=== WHAT THE TASK ASKS ===
For the records that follow, say how many lines have the word "previews" in them. Write the number and nothing more.

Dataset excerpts
● ● ● ● ●

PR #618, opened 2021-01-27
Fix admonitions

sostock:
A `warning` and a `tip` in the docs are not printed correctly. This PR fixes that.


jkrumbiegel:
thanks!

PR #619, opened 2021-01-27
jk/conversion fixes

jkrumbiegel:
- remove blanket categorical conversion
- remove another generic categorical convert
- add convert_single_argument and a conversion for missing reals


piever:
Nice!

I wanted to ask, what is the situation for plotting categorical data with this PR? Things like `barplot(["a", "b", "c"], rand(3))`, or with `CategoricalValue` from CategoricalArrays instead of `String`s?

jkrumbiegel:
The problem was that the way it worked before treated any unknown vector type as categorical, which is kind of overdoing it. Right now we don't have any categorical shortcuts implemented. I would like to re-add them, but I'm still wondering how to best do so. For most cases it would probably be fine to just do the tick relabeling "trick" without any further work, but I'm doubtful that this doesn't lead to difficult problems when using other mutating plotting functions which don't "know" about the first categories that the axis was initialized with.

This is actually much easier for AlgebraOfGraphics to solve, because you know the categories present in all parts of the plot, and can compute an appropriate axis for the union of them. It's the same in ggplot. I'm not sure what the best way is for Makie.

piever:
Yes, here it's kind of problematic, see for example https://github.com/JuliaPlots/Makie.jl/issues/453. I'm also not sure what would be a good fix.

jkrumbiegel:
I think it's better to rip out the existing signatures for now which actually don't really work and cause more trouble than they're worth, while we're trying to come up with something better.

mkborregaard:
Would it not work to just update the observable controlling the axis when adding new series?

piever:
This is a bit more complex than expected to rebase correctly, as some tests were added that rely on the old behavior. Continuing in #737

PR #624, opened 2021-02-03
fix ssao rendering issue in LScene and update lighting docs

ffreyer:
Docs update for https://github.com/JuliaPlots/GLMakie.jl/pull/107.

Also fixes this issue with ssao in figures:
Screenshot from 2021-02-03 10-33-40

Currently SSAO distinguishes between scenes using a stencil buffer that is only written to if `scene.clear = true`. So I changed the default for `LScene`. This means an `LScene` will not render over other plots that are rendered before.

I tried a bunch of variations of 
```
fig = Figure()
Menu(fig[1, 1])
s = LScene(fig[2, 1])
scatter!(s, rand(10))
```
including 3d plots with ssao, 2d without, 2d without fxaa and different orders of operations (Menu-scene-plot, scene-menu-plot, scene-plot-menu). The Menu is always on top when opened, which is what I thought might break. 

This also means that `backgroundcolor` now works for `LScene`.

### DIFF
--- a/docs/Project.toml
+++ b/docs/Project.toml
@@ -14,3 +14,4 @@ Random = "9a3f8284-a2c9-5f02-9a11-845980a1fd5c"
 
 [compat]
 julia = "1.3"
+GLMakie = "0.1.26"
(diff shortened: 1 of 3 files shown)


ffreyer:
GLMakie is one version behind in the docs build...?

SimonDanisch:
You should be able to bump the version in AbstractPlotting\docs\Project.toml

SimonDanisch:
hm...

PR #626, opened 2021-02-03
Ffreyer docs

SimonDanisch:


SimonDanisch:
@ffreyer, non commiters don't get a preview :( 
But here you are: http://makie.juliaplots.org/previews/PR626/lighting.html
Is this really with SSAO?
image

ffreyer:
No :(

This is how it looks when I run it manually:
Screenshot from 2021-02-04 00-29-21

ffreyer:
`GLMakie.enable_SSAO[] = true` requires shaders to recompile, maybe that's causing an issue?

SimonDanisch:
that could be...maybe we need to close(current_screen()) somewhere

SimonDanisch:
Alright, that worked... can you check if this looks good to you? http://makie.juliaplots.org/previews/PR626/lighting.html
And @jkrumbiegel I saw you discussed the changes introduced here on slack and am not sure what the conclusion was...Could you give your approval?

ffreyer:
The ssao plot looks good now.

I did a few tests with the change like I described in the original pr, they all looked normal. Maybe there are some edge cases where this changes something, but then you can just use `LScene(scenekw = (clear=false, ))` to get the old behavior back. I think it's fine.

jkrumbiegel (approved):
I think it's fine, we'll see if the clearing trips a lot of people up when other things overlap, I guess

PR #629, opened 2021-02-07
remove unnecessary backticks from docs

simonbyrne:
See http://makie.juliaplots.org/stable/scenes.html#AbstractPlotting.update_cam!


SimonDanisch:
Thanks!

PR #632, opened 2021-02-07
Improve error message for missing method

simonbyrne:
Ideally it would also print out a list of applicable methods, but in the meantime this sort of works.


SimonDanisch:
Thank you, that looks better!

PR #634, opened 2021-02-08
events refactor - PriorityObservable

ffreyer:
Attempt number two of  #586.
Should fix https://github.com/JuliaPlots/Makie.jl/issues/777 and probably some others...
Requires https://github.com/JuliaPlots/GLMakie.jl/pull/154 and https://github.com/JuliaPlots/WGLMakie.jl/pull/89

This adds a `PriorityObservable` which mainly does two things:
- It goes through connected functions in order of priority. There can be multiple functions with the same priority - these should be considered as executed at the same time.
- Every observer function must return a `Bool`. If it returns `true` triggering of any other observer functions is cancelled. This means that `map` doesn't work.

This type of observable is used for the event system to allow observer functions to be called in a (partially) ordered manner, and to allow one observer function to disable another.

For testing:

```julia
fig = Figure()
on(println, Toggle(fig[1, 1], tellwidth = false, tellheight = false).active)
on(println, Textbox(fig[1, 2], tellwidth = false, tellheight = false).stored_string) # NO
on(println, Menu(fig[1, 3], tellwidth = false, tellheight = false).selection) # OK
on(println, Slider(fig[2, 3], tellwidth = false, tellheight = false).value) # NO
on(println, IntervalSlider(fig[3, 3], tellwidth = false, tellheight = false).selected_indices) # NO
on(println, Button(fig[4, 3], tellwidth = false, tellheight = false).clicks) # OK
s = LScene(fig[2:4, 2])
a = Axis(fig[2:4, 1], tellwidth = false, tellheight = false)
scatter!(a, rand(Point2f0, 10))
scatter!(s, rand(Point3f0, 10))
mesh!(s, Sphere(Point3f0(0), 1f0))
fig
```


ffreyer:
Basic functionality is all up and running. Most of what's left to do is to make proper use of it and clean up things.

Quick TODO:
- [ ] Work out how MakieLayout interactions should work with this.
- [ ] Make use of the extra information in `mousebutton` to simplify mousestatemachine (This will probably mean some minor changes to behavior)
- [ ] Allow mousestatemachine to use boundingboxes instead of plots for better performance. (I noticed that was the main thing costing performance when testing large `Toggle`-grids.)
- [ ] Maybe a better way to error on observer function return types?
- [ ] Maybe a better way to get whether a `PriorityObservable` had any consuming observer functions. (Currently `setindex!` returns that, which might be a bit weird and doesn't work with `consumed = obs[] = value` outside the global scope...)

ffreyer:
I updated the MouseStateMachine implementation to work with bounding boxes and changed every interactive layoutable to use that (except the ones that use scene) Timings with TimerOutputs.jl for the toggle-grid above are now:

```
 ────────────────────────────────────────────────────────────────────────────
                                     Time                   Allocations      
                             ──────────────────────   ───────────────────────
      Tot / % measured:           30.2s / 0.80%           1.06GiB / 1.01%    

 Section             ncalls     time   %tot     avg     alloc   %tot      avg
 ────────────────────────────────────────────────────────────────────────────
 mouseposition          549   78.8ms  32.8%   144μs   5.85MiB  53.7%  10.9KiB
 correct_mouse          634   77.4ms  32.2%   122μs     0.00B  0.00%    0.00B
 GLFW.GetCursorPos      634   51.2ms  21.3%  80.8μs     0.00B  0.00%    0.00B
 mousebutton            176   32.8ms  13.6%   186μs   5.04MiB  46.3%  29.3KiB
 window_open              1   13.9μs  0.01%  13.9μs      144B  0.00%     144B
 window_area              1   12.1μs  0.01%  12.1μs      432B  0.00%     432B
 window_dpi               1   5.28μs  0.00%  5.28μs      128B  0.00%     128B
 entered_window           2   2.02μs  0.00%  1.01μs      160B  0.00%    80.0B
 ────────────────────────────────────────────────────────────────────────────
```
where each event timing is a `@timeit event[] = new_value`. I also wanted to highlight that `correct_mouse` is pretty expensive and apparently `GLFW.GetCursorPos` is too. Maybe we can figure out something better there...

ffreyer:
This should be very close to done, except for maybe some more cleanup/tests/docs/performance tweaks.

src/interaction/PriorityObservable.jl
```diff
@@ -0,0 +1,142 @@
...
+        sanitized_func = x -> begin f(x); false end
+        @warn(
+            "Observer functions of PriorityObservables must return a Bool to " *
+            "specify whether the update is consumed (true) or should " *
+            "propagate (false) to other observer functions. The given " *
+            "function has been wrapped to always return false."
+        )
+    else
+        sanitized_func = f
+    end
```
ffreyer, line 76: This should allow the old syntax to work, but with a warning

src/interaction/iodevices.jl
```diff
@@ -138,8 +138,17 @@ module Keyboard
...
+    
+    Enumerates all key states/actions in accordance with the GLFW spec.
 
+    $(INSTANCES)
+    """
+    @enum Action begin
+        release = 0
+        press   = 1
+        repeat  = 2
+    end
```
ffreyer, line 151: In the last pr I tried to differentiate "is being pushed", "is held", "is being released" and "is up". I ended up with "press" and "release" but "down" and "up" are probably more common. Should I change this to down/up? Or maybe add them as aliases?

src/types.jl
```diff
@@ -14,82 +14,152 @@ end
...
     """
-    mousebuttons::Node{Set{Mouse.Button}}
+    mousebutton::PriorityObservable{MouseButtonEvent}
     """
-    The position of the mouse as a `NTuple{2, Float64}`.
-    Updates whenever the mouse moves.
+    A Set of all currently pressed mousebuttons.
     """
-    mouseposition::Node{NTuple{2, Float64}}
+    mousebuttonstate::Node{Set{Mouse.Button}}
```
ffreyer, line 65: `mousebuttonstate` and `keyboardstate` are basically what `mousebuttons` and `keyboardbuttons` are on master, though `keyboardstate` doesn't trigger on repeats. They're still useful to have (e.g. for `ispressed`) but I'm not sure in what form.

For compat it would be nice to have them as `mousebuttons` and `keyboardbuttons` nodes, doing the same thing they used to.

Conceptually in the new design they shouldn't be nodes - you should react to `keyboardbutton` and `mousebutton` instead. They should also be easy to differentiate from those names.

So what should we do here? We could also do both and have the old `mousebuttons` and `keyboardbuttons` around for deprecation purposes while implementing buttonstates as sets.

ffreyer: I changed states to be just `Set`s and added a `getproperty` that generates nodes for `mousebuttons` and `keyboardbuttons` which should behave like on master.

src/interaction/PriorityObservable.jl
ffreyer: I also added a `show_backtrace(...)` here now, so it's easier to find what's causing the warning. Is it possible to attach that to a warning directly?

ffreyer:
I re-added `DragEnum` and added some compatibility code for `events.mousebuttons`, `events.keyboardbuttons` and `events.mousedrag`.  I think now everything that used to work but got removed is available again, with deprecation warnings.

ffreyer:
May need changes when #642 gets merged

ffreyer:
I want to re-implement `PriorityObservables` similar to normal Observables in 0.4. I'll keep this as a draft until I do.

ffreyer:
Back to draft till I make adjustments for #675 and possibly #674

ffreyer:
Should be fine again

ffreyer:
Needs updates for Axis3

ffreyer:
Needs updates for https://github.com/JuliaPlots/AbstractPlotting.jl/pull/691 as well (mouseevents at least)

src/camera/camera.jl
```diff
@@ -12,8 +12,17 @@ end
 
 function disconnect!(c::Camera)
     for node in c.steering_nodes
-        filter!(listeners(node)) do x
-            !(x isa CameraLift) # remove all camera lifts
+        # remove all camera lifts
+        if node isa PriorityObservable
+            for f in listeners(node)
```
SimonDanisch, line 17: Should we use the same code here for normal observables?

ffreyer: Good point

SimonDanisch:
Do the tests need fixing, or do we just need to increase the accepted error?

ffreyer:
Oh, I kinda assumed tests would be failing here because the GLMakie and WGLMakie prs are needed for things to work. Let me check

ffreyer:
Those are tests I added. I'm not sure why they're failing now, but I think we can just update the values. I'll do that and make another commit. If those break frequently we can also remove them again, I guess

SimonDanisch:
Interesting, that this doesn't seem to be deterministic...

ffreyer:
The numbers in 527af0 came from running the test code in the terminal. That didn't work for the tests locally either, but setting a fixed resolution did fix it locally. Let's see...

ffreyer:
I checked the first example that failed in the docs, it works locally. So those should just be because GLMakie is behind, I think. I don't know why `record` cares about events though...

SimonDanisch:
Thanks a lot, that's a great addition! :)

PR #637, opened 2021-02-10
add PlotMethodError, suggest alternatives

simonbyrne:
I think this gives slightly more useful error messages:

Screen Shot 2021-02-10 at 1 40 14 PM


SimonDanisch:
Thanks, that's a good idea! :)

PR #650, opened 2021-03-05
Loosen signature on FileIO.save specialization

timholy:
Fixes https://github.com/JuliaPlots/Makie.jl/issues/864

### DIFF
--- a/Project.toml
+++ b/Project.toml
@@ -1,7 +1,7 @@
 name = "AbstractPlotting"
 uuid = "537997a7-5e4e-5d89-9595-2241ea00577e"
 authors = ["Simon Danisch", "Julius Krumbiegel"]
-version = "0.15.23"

● ● ● ● ●

=== RESPONSE ===
2